## THE PROBLEM
Each line holding the string "later" is to be copied from the data.

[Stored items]
━━━━

PR #3791, opened 2025-05-19
refactor: command dispatcher

baszalmstra:
This PR adds the [`CommandDispatcher`]. This struct is responsible for the orchestration of tasks used by pixi like solving environments (with sources), checking out sources, installing environments and more.

The goal is to refactor all of pixi to use the functionality provided by this struct, but at the moment, we only use it to perform git checkouts. The implementation is already capable of doing much more, but we will integrate that in subsequent PRs.


crates/pixi_command_dispatcher/src/command_dispatcher/mod.rs
```diff
@@ -0,0 +1,589 @@
...
+
+/// Defines the inputs and outputs of a certain foreground task specification.
+pub(crate) trait TaskSpec {
+    type Output;
+    type Error;
+}
+
+pub(crate) struct Task<S: TaskSpec> {
+    pub spec: S,
+    pub context: Option<CommandDispatcherContext>,
```
Hofer-Julian, line 587: Let's rename this to `parent`

crates/pixi_command_dispatcher/tests/integration/main.rs
```diff
@@ -0,0 +1,58 @@
...
+    let (reporter, events) = EventReporter::new();
+    let dispatcher = CommandDispatcher::builder()
+        .with_cache_dirs(default_cache_dirs())
+        .with_reporter(reporter)
+        .with_executor(Executor::Serial)
+        .finish();
+
+    let _result = dispatcher
+        .solve_pixi_environment(PixiEnvironmentSpec {
+            requirements: DependencyMap::from_iter([(
```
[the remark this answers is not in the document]
baszalmstra: I think requirements makes more sense in the context of the solving an environment. Thats the name used by the solver. 

But I dont have strong feelings about it so happy to rename. Would you be able to do that @Hofer-Julian ?

src/build/mod.rs
```diff
@@ -167,33 +141,35 @@ pub struct SourceMetadata {
...
+        command_dispatcher: CommandDispatcher,
     ) -> Result<Self, std::io::Error> {
         Ok(Self {
             channel_config,
             glob_hash_cache: GlobHashCache::default(),
             source_metadata_cache: SourceMetadataCache::new(cache_dir.clone()),
             build_cache: BuildCache::new(cache_dir.clone()),
-            cache_dir,
-            work_dir: dot_pixi_dir.join("build-v0"),
+            work_dir: command_dispatcher.cache_dirs().working_dirs(),
```
ruben-arts, line 154: This changed from `build-v0` to `work-v0` both names are not really saying much. Can we think of something that helps users understand what could possibly be in these directories. 

`build-work-v0` would already be better but maybe you can come up with an even better one! 🙏 

ps. does this potentially create strange behavior for the users that we have to take care of? 

ps2. please add a `pixi clean cache --build` so that it removes all build related caches like this one.

ruben-arts:
When running `pixi run -vvv echo hello` on this toml:
```toml
[workspace]
platforms = ["osx-arm64", "osx-64", "linux-64", "win-64", ]
preview = ["pixi-build"]

[dependencies]
boost-check = { git = "https://github.com/wolfv/pixi-build-examples.git", branch = "main", subdirectory = "boost-check" }
build-rust = { git = "https://github.com/wolfv/pixi-build-examples.git", branch = "main", subdirectory = "build-rust" }
```
While already having a lockfile it spawns all of this information:
Screenshot 2025-05-21 at 09 28 00

For a short second it also **always** starts a progress bar. 

This is not changed by your PR, but do you maybe know how we can avoid that? It seems like the validation is doing more than it needs to.

src/build/mod.rs
baszalmstra: That was unintentional, lets rename that to what it was and figure out a better name later.

Same goes for cleaning. If thats not there currently I think its out of scope for this Pr.

ruben-arts: @Hofer-Julian is working on the cache dir fixes. 

These other ps's can go into an issue, they're not holding back this PR 👍

ruben-arts (approved):
Immense work guys! I like the idea and vision of this change a lot!

I was unable to break it after the last few fixes @Hofer-Julian made.

The comments I gave are non-blocking to this PR, they are moved into issues and will be taken up later.

For future big refactors like this, it would really help me if you give me a user example of what I can expect. In this case I would have liked a `pixi.toml` like:
```toml
[workspace]
platforms = ["osx-arm64", "osx-64", "linux-64", "win-64", ]
preview = ["pixi-build"]

[dependencies]
boost-check = { git = "https://github.com/wolfv/pixi-build-examples.git", rev = "8604d0bc37789cf7890f595d67456453dd44bfcc", subdirectory = "boost-check" }
build-rust = { git = "https://github.com/wolfv/pixi-build-examples.git", branch = "main", subdirectory = "build-rust" }
```
With a comment like: "This project touches everything this PR touches, and should not have changed in user facing behavior"

This allows me to get testing in seconds, instead of going through the mountain of code to figure out what tests are changed. 

Great work!

baszalmstra:
Awesome thanks for the extensive review! I also highly appreciate the example of what you are looking for! Will do that next time!

PR #3793, opened 2025-05-20
fix: examples in self-update_extender

sjpfenninger:
Looks like the wrong example commands made their way into the docs for `self-update`.


Hofer-Julian (approved):
Thank you!

PR #4331, opened 2025-08-13
docs: fix example package name

henningkayser:
Just a small irritation I found while reading the docs


lucascolley (approved):
thanks @henningkayser !

PR #4340, opened 2025-08-13
feat: infer package name for source package with pixi global install

Hofer-Julian:


crates/pixi_core/src/global/project/mod.rs
```diff
@@ -1304,6 +1350,66 @@ impl Project {
...
+    ) -> Result<PackageName, InferPackageNameError> {
+        // Convert PixiSpec to PinnedSourceSpec
+        let pinned_source_spec = match pixi_spec {
+            pixi_spec::PixiSpec::Path(path_spec) => {
+                PinnedSourceSpec::Path(pixi_record::PinnedPathSpec {
+                    path: path_spec.path.clone(),
+                })
+            }
+            pixi_spec::PixiSpec::Git(_git_spec) => {
+                return Err(InferPackageNameError::GitNotSupported);
```
Hofer-Julian: TODO

Hofer-Julian:
Let's also remove `NamedGlobalSpec` and use `GlobalSpec` directly

crates/pixi_core/src/global/project/mod.rs
```diff
@@ -1304,6 +1350,78 @@ impl Project {
...
+                    .pin_and_checkout(source_spec)
+                    .await
+                    .map_err(|e| InferPackageNameError::BuildBackendMetadata(Box::new(e)))?;
+
+                checkout.pinned
+            }
+            _ => {
+                return Err(InferPackageNameError::UnsupportedSpecType);
+            }
+        };
```
baszalmstra, line 1384: `PixiSpec` is either a binary or source package. You should call `PixiSpec::into_source_or_binary` to convert it into a source or binary spec. If it is a source spec you can call command_dispatcher.pin_and_checkout on it (regardless of the type). 

For binary specs you can have `url` or `path`. In those cases you can take the filename of the url or path and parse that as an `ArchiveIdentifier` which will also give you a package name!

tdejager (approved):

baszalmstra (commented):
I was too late with my review but this part should be improved:

crates/pixi_core/src/global/project/mod.rs
tdejager: Good catch! Makes sense. A binary spec with a path is that weird match spec syntax?

baszalmstra: Yeah its a path to a conda file.

baszalmstra: Not sure if we support it but something along these lines would be a binary path:

```
--path my-package-0-build.conda
```

Issue #4319, opened 2025-08-12
v0.51.0 does not save evaluated commands to environment variables


noamgot:
### Checks

- [x] I have checked that this issue has not already been reported.

- [x] I have confirmed this bug exists on the [latest version](https://github.com/prefix-dev/pixi/releases) of pixi, using `pixi --version`.

### Reproducible example

Checked with this configuration (pyproject.toml):
```toml
[project]
dependencies = []
name = "pixi-v51-bug"
requires-python = ">= 3.10"
version = "0.1.0"

[build-system]
build-backend = "hatchling.build"
requires = ["hatchling"]

[tool.pixi.workspace]
channels = ["conda-forge"]
platforms = ["linux-64"]


[tool.pixi.pypi-dependencies]
pixi_v51_bug = { path = ".", editable = true }

[tool.pixi.activation.env]
PROJECT_VERSION = "$(hatch version)"

[tool.pixi.dependencies]
hatch = ">=1.14.1,<2"

```

Here the idea is to pass the version as determined by hatch to an environment variable (I use it for building my package), but I assume it may affect all other scenarios...
In this example the version is static, but I use a different versioning scheme (that's why I don't use `pixi workspace version get`)

Here's the bug:
```
❯ pixi run hatch version
0.1.0
# but:
❯ pixi run 'echo $PROJECT_VERSION'
$(hatch version)
```

I checked v0.50.2, there it prints the correct value (0.1.0 in this case)

### Issue description

Probably related to #4191 

I actually encountered this issue when I tried to build my package with `rattler-build`, for reference here's the error that I got in the build process (not related to the toml file above, don't try to reproduce with my example):

```
  × invalid value for `version`: `malformed version string '$(hatch version)':
  │ expected a version component e.g. `2` or `rc``.
   ╭─[rattler.recipe/recipe.tmp.yml:4:12]
 3 │   name: my-package
 4 │   version: ${{ env.get("PROJECT_VERSION") }}
   ·            ────────────────┬────────────────
   ·                            ╰── failed to parse `{name}`
 5 │ source:
   ╰────
```

I think that solving what I described here will solve this too.

### Expected behavior

w.r.t to my example, we should get this:

```
❯ pixi run 'echo $PROJECT_VERSION' 
0.1.0
```

magentaqin:
[...]

PR #4345, opened 2025-08-14
fix: fix environment variable's command substitution and expansion

magentaqin:
This PR is to fix: https://github.com/prefix-dev/pixi/issues/4319

I keep the logic of referenced value evaluation, because:
1.If it's the inner variable, it's already evaluated. We don't need to evaluate it again. Just get the referenced value.
2.In Multiple environment/workspaces case, the inner variable is already set by pixi(e.g. PIXI_PROJECT_NAME). If we evaluate now, the project name is "default" environment, not the featured environment.


magentaqin:
The extra file changes is due to lint...

Hofer-Julian:
We decided to revert the changes this PR refers to

PR #4346, opened 2025-08-14
fix: revert env var changes

Hofer-Julian:
Unfortunately, we found too many issues with our current env var handling, and @ruben-arts and I couldn't find a clear way to go forward here.

This PR reverts all changes that we added recently.

@magentaqin


lucascolley:
what is the plan here?

ruben-arts:
For me locally this solved all the issues I had, while reintroducing the original issue. But I think this is the best we can do in the short term.

lucascolley:
the plan sounds good to me. Let's make sure we keep track of the docs that were added, they can be reintroduced with the new implementation.

Hofer-Julian:
> the plan sounds good to me. Let's make sure we keep track of the docs that were added, they can be reintroduced with the new implementation.

Yep, agreed

ruben-arts (approved):

PR #4352, opened 2025-08-15
fix: resolve shell quoting issue with pixi run commands

### LINKED ISSUE #1979: Escaping shell substitution with `pixi run` requires multiple layers of quoting
### Checks

### Reproducible example

```shell
$ cat script.sh
echo "$1"

$ ./script.sh '*'
*

$ pixi --version
pixi 0.25.0

$ pixi init
✔ Initialized project in /tmp/bug/.


$ pixi run script.sh '*'
pixi.lock

# ^ that is strange, there are actually 3 files in the current directory

$ pixi run script.sh "'*'"
*

# ^ expected output

$ pixi self-update --version 0.28.2
✔ Pixi will be updated from 0.25.0 to 0.28.2
✔ Pixi archive downloaded.
✔ Pixi archive uncompressed.
✔ Pixi has been updated to version 0.28.2.

$ pixi run script.sh "'*'"
pixi.lock

# ^ now that's wrong

$ pixi run script.sh ""'*'""
*

# ^ correct again, with 3 layers of quoting
```

### Issue description

pixi requires several layers of quotes to avoid shell substitutions. The "correct" number of quote is 1 (e.g. when you directly call the target script). pixi 0.25.0 needs two. pixi 0.28.2 needs three.

### Expected behavior

```shell
$ pixi run script.sh '*'
*
```

chrisburr:
Fixes issue where `pixi run` required multiple layers of quoting to avoid shell substitution when passing commands with quotes.

The problem was in task_graph.rs where multiple CLI arguments were treated as verbatim, causing each argument to be wrapped in single quotes during shell command construction. This resulted in malformed commands like: `python '-c' 'print('hello')'`

The fix reconstructs multiple CLI arguments into a single properly-quoted shell command using `shlex::try_join()`, preserving the original shell quoting behavior users expect.

Closes #1979

### DIFF
--- a/crates/pixi_core/src/task/task_graph.rs
+++ b/crates/pixi_core/src/task/task_graph.rs
@@ -269,15 +269,16 @@ impl<'p> TaskGraph<'p> {
             .clone()
             .unwrap_or_else(|| project.default_environment());
 
-        // Depending on whether we are passing arguments verbatim or now we allow deno
-        // to interpret them or not.
+        // For CLI arguments, we want to construct a proper shell command.
+        // When we have multiple arguments from CLI, they've already been parsed by the shell
+        // and clap, so we reconstruct them into a single shell command to avoid double-quoting.
         let (cmd, additional_args) = if verbatim {
-            let mut args = args.into_iter();
-            (
-                CmdArgs::Single(args.next().expect("must be at least one argument").into()),
-                args.collect(),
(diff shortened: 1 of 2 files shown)


ruben-arts:
Thank you, this did indeed fix the issue, and I can't figure out a situation that it would break.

━━━━

## YOUR RESPONSE
baszalmstra: That was unintentional, lets rename that to what it was and figure out a better name later.
The comments I gave are non-blocking to this PR, they are moved into issues and will be taken up later.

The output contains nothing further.